The following code shows a rejection sampling implementation with lower and upper truncation bounds using cpp4r. The syntax is equivalent for cpp11 and Rcpp, but performance differs:
// Reproducible examples via set.seed() in R
class local_rng {
public:
local_rng() { GetRNGstate(); }
~local_rng() { PutRNGstate(); }
};
[[cpp4r::register]]
doubles rejection_sampling(int n_samples, double mu = 0.0, double sigma = 1.0,
double lower = -2.0, double upper = 2.0) {
local_rng rng_state;
// Acceptance rate for better initial allocation
double z_lower = (lower - mu) / sigma, z_upper = (upper - mu) / sigma;
double acceptance_rate = Rf_pnorm5(z_upper, 0.0, 1.0, 1, 0) -
Rf_pnorm5(z_lower, 0.0, 1.0, 1, 0);
// Allocate based on expected number of samples needed
// (add 20% to ensure minimum size)
R_xlen_t estimated_needed = static_cast<R_xlen_t>(n_samples / acceptance_rate * 1.2);
estimated_needed = std::max(estimated_needed, static_cast<R_xlen_t>(n_samples));
writable::doubles accepted_samples;
accepted_samples.reserve(estimated_needed);
// Keep sampling until we have enough accepted samples
int target_samples = static_cast<int>(n_samples);
while (static_cast<int>(accepted_samples.size()) < target_samples) {
double candidate = Rf_rnorm(mu, sigma);
if (candidate >= lower && candidate <= upper) {
accepted_samples.push_back(candidate);
}
}
return accepted_samples;
}
The following table shows the speed quantiles for the same rejection sampling algorithm implemented with cpp4r, cpp11, and Rcpp:
Backend | Sample size | Median speed | Cumulative memory usage |
---|---|---|---|
cpp4r | 25,000 | 808.53µs | 468.96KB |
50,000 | 2.17ms | 931.76KB | |
75,000 | 2.75ms | 1.36MB | |
100,000 | 3.57ms | 1.82MB | |
cpp11 | 25,000 | 806.16µs | 714.71KB |
50,000 | 2.6ms | 1.38MB | |
75,000 | 2.77ms | 2.57MB | |
100,000 | 3.98ms | 2.76MB | |
Rcpp | 25,000 | 420.98ms | 2.33GB |
50,000 | 1.52s | 9.32GB | |
75,000 | 4.04s | 20.96GB | |
100,000 | 6.01s | 37.26GB |
The benchmark shows that both cpp4r and cpp11 scale better than Rcpp
when making repeated push_back()
calls. With Rcpp, the
entire vector must be copied on each call. In contrast, cpp4r vectors
grow efficiently by reserving extra space, similar to
std::vector
.
The benchmark followed the guidelines from Beyer, Löwe, and Wendler (2019). It was conducted on a Lenovo ThinkPad X1 Carbon Gen 9 laptop equipped with an 11th Gen Intel Core i7-1185G7 processor (8 cores, 3.00GHz), 15.3 GiB of RAM and Manjaro Linux operating system.
Impact
By providing a portable interface for C++ integration, cpp4r enables R developers to leverage the power of modern C++ while minimizing the complexity typically associated with writing compiled code. The benchmarks demonstrate substantial speed and memory usage improvements compared to existing implementations, providing researchers with a useful tool to write R packages to analyze large datasets and intensive computations.

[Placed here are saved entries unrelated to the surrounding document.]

Issue #128, opened 2019-02-26
Add doc comments (XML IntelliSense) for public methods in Grpc.AspNetCore.Server


DamianEdwards:
😢 

![image](https://user-images.githubusercontent.com/249088/53438498-e1ff1d00-39b4-11e9-9190-1d08962da44c.png)

@JamesNK @shirhatti

PR #130, opened 2019-02-26
Generate xml documentation on build

JamesNK:
Addresses #128

@DamianEdwards


JamesNK:
@jtattermusch Are any build changes required to include the XML docs? I'm going to assume that with `dotnet pack` it will Just Work.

Beyond improved memory usage, which can determine whether an analysis is feasible, cpp4r’s design also offers faster compilation times, enhancing development workflow and testing. This is particularly beneficial in academic and business settings, where prototyping and iteration are common before final implementation.
cpp4r represents an evolution in C++ bindings for R, building upon the solid foundation established by cpp11 while addressing specific limitations and adding features that can benefit the R community. By maintaining API compatibility with cpp11, cpp4r provides a migration path for developers seeking enhanced functionality without requiring significant code restructuring.
Conclusion
The development of cpp4r demonstrates the value of open-source transparency and how it enables derived works. While cpp11 and Rcpp continue to serve the broader R community effectively, cpp4r offers an alternative for projects requiring its specific enhancements, particularly in academic research contexts where documentation features and additional data types support reduce the coding effort for advancing computational methods.
The software, documentation, and replication code are available on GitHub. The codebase is released under the Apache 2.0 license. Contributions and feedback from the R community are welcome to help improve the package further. We hope that cpp4r will be a valuable tool for R developers, providing a simple solution for performance bottlenecks by integrating C++ code into R packages.